The experimental platform consists of a three‑node physical cluster (each node equipped with 16 CPU cores, 64 GB RAM, and 2 TB HDD) running Hadoop 3.2 with YARN resource management. Four scale factors—100 GB, 1 TB, 5 TB, and 10 TB—are employed to assess scalability. For each scale factor the full set of 30 BigBench queries is executed twice: once on Hive using the traditional MapReduce execution engine and once on Spark SQL. Each query is run five times, and the mean execution time is reported. In parallel, the authors collect fine‑grained resource‑utilization metrics (CPU, memory, disk I/O, and network traffic) using Collectl and Ganglia, sampling at one‑second intervals.

Performance results fall into two distinct categories. The first group comprises simple scan‑filter‑aggregate queries (e.g., Q1‑Q5, Q7‑Q9). Spark SQL outperforms Hive by an average factor of 3.2, benefitting from in‑memory caching, DAG‑based optimization, and reduced disk I/O. The second group contains complex multi‑join and multi‑stage aggregation queries (e.g., Q12, Q18, Q23, Q27). Here Spark’s advantage diminishes; memory pressure during shuffles and uneven partitioning cause execution times comparable to, or slightly worse than, Hive. Hive’s reliance on disk‑based intermediate results and its mature shuffle handling provide more predictable performance for these heavyweight workloads.

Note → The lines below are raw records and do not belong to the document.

PR #257, opened 2023-10-31
Update released

jgleissner:


rjschwei (approved):

rjschwei:
It's time to stop working around this. please fix the signing issue. This is not pleasant but since apparently we are unable to learn this simply via reminders and e-mail messages now is a good time to have a painful experience to hopefully address this once and for all.

jgleissner:
I missed that the commit wasn't signed. I don't think there's an easy way to reject unsigned commits. @aosthof Easiest way to ensure that commits are signed is to configure git to do it automatically (`git config --global commit.gpgsign true`).

jgleissner:
Also @rjschwei , as you closed the PR I'm assuming you're not happy with merging with an unsigned commit. Removing or amending the commit in `develop` would most probably require a force-push to that branch. Should we do that?

rjschwei:
I don't think a force push is required. Do one commit reverting the unsigned changes, the re-commit the SP6 changes but signed. And yes, given that we accepted unsigned commits and then I sent a message out to the ML reminding people to sign commits which was obviously not done I am not inclined to repeat that process of accepting an exception.

aosthof:
I've reverted my unsigned commit (PR#259) and resubmitted again as a signed commit (PR#260) - hope this looks better now.

PR #259, opened 2023-11-06
Revert "Add image descriptions for SLE 15 SP6"

aosthof:
This reverts my unsigned commit 43a8c1fff40b6904397a89f406fd137d97e3810b.


rjschwei (approved):

jgleissner:
Reverting the commit does not remove it, so there will still be an unsigned commit in the commit history. Granted, a reverted one, so no files from the unsigned commit remain, but we've reviewed them and they are fine. Not sure whether I see the point in doing this.

rjschwei:
I do not know if it matter for merging what is in the history. When we create the PR to released I would expect git to only look whether or not the changes in the PR are signed or not and ignore anything else. We'll see. But if you already know the answer please share.

jgleissner:
Git merges commits from one branch to another, so why wouldn't it also merge the unsigned one. Unless we cherry-pick but that comes with a ball of wax. The revert is just another commit. So the history would still be "tainted" by an unsigned commit AFAICS. But if you look up where the data comes from (e.g. with `git blame`), it would point to a signed commit if we revert and re-add, so I guess there is some value in doing that.

jgleissner (approved):

PR #267, opened 2023-12-07
Disable hardening rule aide_periodic_checking_systemd_timer

jgleissner:
Disable hardening rule aide_periodic_checking_systemd_timer as rules that require a running systemd do not work in a build environment.


jgleissner:
Do we want to replicate the remediation in the image configuration? The rule writes systemd unit files for running aide periodically and enables them.

PR #272, opened 2024-01-10
Use systemd-sysvcompat in SLE 15 SP6

jgleissner:
Use systemd-sysvcompat in SLE 15 SP6 instead of systemd-sysvinit (package rename).


aosthof (approved):
LGTM

rjschwei (approved):

PR #280, opened 2024-02-06
SLE Micro 6.0 image definitions

jgleissner:


rjschwei (changes requested):
Please drop `alp` from the path. How a distribution is put together is really meaningless for image building.

jgleissner:
We need to differentiate between `alp`, `sle12`, and `sle15` code streams, don't we? If I just remove `alp` and move the configuration bits one dir up, they will bleed into the SLE 12 and SLE 15 image descriptions.

rjschwei:
> We need to differentiate between `alp`, `sle12`, and `sle15` code streams, don't we? If I just remove `alp` and move the configuration bits one dir up, they will bleed into the SLE 12 and SLE 15 image descriptions.

But alp is a platform and will produce any number of products, sles 16, sles 16 for sap, sle-micro 6.0 and maybe others. The translation to the previous way of building the distribution would be that `sle12` and `sle15` paths would be named  `code12` and `code15`, respectively, or `common_code_base12` and `common_code_base15`. In sle we had the common code base that generated a family of products. For alp this is not true, there is no common code based. There are shared things but it is different. However, again, the way the distribution is put together should not have an effect on the image description. We continue to collect a number of package specifications etc. from various data snippets. That the underlying structure that produces the packages we want to use in the images is called ALP is immaterial. Could also be `foo` or `wehavenotquitefigureditoutyet`. 

W.r.t. bleeding into the other products, taking just one example and an easy one at that ;) we will still have `kernel-default` for example. Thus there are certainly bits that are shared across the 2 different ways how we arrange our package build in the build service, `common code base` vs. `alp`. As such I do not see this as much of an issue. I realize we want to possibly change the structure in general with reference to the `alp-testing-combined` branch. Basically I'd like us to find names that separate us from the way the names that indicate how the products are put together.

jgleissner:
Maybe I misunderstand how this will work. I assumed we'll have a common base for products derived from ALP 1.0. Maintaining a separate code base for each product seems like a lot. So my reasoning was, that image definitions have an include-path for the platform and one for the product. We could just have one for the product, but assuming that the packages and many configuration options will be the same across all ALP products, this seems like a lot of duplication. So if we have a something like an `alp/1.0` include path and a package is renamed in ALP 2.0, we only need to change it in `alp/2.0` in the respective module rather than for each affected product.

The `sle15` and `sle12` sub dirs were always supposed to be platform specifiers from my pov. Most products versions were only released for one SP so there wasn't a need to differentiate between product versions in addition to the SP versions, except for SLE Micro (which hence already has a product version specific include).

I'm not against merging SLE15 and ALP data modules and only differentiate where necessary btw. We had the strict separation between SLE12 and SLE15 to avoid changing things accidentally for the other platform, but it did cause a lot of duplication and actually duplicate work when we had to change things, since often both code streams were affected, so maybe a depart from the approach make sense. Quite a bit of SP specific stuff keg-recipes is obsolete by now or was never used (like SLE12). It would be a bit of an effort, but we could throw out everything that we don't need anymore and merge the rest together, and have sle15 specific sub dirs where necessary. This would at least get rid of the alp sub dirs for now, whether they make sense later or not.

rjschwei:
How ALP is going to be versioned is yet TBD. The only thing we know is the versioning of SLE-Micro which will be 6.0, 6.1 etc. For the SLES product Service Packages were originally supposed to go away but we do not know yet what that is supposed to look like and if the build setup moves to the component infrastructure then the platform does not get versioned at all, it is ALP and will be ALP and the components get versioned. Then each product is created via BOM that references components. 

I guess given all the uncertainty we'll keep this for now and we'll keep open to the idea that the directory tree structure is likely to change down the road as more things around ALP get nailed down.

Please pick up the file system changes from #283 before merging

rjschwei (changes requested):

data/csp/gce/alp/preferences.yaml
```diff
@@ -0,0 +1,11 @@
+preferences:
+  type:
+    _attributes:
+      format: gce
+      kernelcmdline:
+        console: ttyS0,38400n8
```
rjschwei, line 6: Please pick up the new rate setting

rjschwei (approved):

PR #281, opened 2024-02-08
Change the serial console setting for GCE

rjschwei:
A new instance type is being introduced that requires this new console setting in order to have access to the serial console. Change the value as requested.


jgleissner:
Looks fine but should go in to `develop` first.

rjschwei:
Changing merge target

PR #550, opened 2026-07-27
Enable tiertune in CHOST

jgleissner:


data/platforms/csp/ec2/_sles/chost/15-sp4/packages.yaml
```diff
@@ -1,2 +1,3 @@
 packages:
   _namespace_platforms_ec2_sle15: Null
+  _namespace_platforms_ec2_tiertune:
```
rjschwei: `Null` missing?

data/platforms/csp/gce/_sles/chost/15-sp6/preferences.yaml
```diff
@@ -0,0 +1,9 @@
+preferences:
+  type:
+    _attributes:
+      kernelcmdline:
+        add_efi_memmap udev.children-max: 512
```
rjschwei: Do these have to combine on one line since `add_efi_memmap` has no value? It looks a bit odd.

jgleissner: Syntax for valueless params is using empty list as value (as YAML keys must have something). Thanks for spotting, fixed. I was rushing the PR. Sorry for the avoidable errors.

data/platforms/csp/gce/_sles/chost/preferences.yaml
```diff
@@ -0,0 +1,9 @@
+preferences:
+  type:
+    _attributes:
+      kernelcmdline:
+        add_efi_memmap udev.children-max: 512
```
rjschwei: These were separated for the 15-sp6 config should they get separated here as well?

jgleissner: I don't even have an excuse for that one. :|

rjschwei (approved):

PR #556, opened 2026-08-06
Change googel guest agent service enablement

rjschwei:
Google is changing the transition plan to the new code base. Initially we will need both services google-guest-agent and google-guest-agent-manger running in parallel. While the google-guest-agent-manger does not yet exist adding it now ensures it does not forgotten later when we add the new package to he image descriptions.


jgleissner (approved):
LGTM. Kiwi's baseInsertService function, which is used in `config.sh` for enabling services, hides errors, so merging this won't break the builds.

PR #562, opened 2026-08-20
Set /etc/machine-id to uninitialized

jgleissner:
Set /etc/machine-id to uninitialized so first boot of instance is actually considered first boot by systemd.


rjschwei (approved):

schaefi (approved):
LGTM 👍

PR #563, opened 2026-08-21
Fix motd for SLES for SAP Applications

jgleissner:
Append "for SAP Applications" to product name in OS header in motd.


apozsuse (approved):
lgtm. Thx!

PR #564, opened 2026-08-26
Fix some issues with motd

jgleissner:
- Provide product ID and version as variables for motd snippets
- Replace product specific documentation links motd snippets with generic one
- Include documentation links in all products
- Include software management hint in SLE HPC PAYG motd
- Include registration motd hint in SLE HPC BYOS motd
- Install SLE_HPC-release instead of sles-release in SLE HPC recipes


rjschwei (approved):
Not sure that the change around product version works across all variants of /etc/os-release, but trust that you checked the current maintained versions 15 SP4 through 16.1

PR #1454, opened 2024-03-12
Fix numerical instability in DuckDB Q15

hendrikmakait:
The revenue calculation was numerically unstable and Q15 could (incorrectly) return no results.

### DIFF
--- a/tests/tpch/test_duckdb.py
+++ b/tests/tpch/test_duckdb.py
@@ -615,7 +615,7 @@ def test_query_15(run, connection, dataset_path):
             create or replace temporary view revenue (supplier_no, total_revenue) as
                 select
                     l_suppkey,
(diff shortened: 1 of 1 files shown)


tests/tpch/test_duckdb.py
```diff
@@ -743,7 +743,7 @@ def _():
                 c_name,
                 c_custkey,
                 o_orderkey,
-                o_orderdate as o_orderdat,
```
hendrikmakait, line 746: Driveby

hendrikmakait:
FWIW, I guess that the other libraries have a problem with this as well. @phofl: This kind of instability is something that Dask will become prone to once we disable CSE. If you have a good intuition on how to detect this on query generation, I'd love to flag/handle this.

milesgranger (approved):

PR #1455, opened 2024-03-12
[TPC-H] Require `scale` argument for Dask queries

hendrikmakait:
Having a default for Q11 could lead to the scale used for the data and the query diverging. Requiring it for each query avoids special casing.

### DIFF
--- a/tests/tpch/test_dask.py
+++ b/tests/tpch/test_dask.py
@@ -1,57 +1,57 @@
 import pytest
 
-from . import dask_queries
-
 pytestmark = pytest.mark.tpch_dask
 
 dd = pytest.importorskip("dask.dataframe")
 
-
-def test_query_1(client, dataset_path, fs):
-    dask_queries.query_1(dataset_path, fs).compute()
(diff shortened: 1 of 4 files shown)


tests/tpch/test_dask.py
```diff
@@ -1,57 +1,57 @@
 import pytest
 
-from . import dask_queries
-
 pytestmark = pytest.mark.tpch_dask
 
 dd = pytest.importorskip("dask.dataframe")
 
+from . import dask_queries  # noqa: E402
```
hendrikmakait, line 7: This requires `dask.dataframe` to be importable.

milesgranger (commented):
TPC-H tests seem pretty unhappy. Did you mean to move a scale fixture into this PR?

hendrikmakait:
> TPC-H tests seem pretty unhappy. Did you mean to move a scale fixture into this PR?

Whoops, looks like I forgot to commit a file.

milesgranger (approved):
LGTM, thanks!

PR #1457, opened 2024-03-13
Improve merge ordering for query 18

phofl:
This adopts the polars order and gives us a nice improvement

### DIFF
--- a/tests/tpch/dask_queries.py
+++ b/tests/tpch/dask_queries.py
@@ -958,10 +958,10 @@ def query_18(dataset_path, fs):
     qnt_over_300 = qnt_over_300[qnt_over_300.l_quantity > 300]
 
     table = (
-        qnt_over_300.merge(
-            orders, left_on="l_orderkey", right_on="o_orderkey", how="inner"
+        orders.merge(
+            qnt_over_300, left_on="o_orderkey", right_on="l_orderkey", how="leftsemi"
         )
-        .merge(lineitem, left_on="l_orderkey", right_on="l_orderkey", how="leftsemi")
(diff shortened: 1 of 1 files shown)


tests/tpch/dask_queries.py
```diff
@@ -957,11 +957,13 @@ def query_18(dataset_path, fs):
     )
     qnt_over_300 = qnt_over_300[qnt_over_300.l_quantity > 300]
 
-    L = lineitem.merge(
-        qnt_over_300, left_on="l_orderkey", right_on="l_orderkey", how="leftsemi"
+    table = (
+        qnt_over_300.merge(
+            orders, left_on="l_orderkey", right_on="o_orderkey", how="inner"
+        )
+        .merge(lineitem, left_on="l_orderkey", right_on="l_orderkey", how="leftsemi")
```
hendrikmakait, line 964: nit:
```suggestion
        orders.merge(
            qnt_over_300, left_on="o_orderkey", right_on="l_orderkey", how="leftsemi"
        )
        .merge(lineitem, left_on="o_orderkey", right_on="l_orderkey", how="inner")
```

This sticks more to the SQL specification and shouldn't have a large performance difference.

phofl: Nope that's a lot slower, we should probably investigate why (I suspect because we have to shuffle more data if the left semi is the first join, moving the left semi back is fine), but that's not in scope for this reordering.

phofl: Is the current implementation incorrect? I checked the results and they are the same

hendrikmakait (approved):
Thanks, @phofl!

Resource‑utilization analysis reveals that Spark SQL maintains a high CPU utilization (~70 %) while keeping memory consumption below 30 % of the available RAM, indicating efficient use of the cluster’s compute capacity. Hive, by contrast, exhibits a higher proportion of disk I/O (over 40 % of total time), leading to I/O bottlenecks that dominate its execution time. Network traffic spikes during shuffle phases for both engines, but Spark’s built‑in compression and parallel transmission reduce average network load by roughly 20 % relative to Hive.

During the migration and testing process the authors encountered twelve practical compatibility issues, such as Hive‑specific UDFs that failed on Spark, mismatched partition schemas, and the lack of join hints in Spark SQL. Each problem is documented together with a concrete workaround or code modification, and all scripts, configuration files, and patches are provided as supplementary material to facilitate reproducibility.

The authors conclude that BigBench is an effective stress‑test for both processing engines, exposing their strengths and weaknesses across a range of data sizes and query complexities. Spark SQL delivers superior performance for the majority of analytical queries, especially those dominated by scans and aggregations, while Hive remains competitive for workloads that involve extensive joins and multi‑stage aggregations. Consequently, the choice between Hive and Spark SQL should be guided by the specific characteristics of the target workload, the available cluster resources, and the organization’s tolerance for I/O versus memory pressure. The paper offers valuable guidance for practitioners planning large‑scale analytics platforms and contributes a reproducible benchmark methodology for future comparative studies.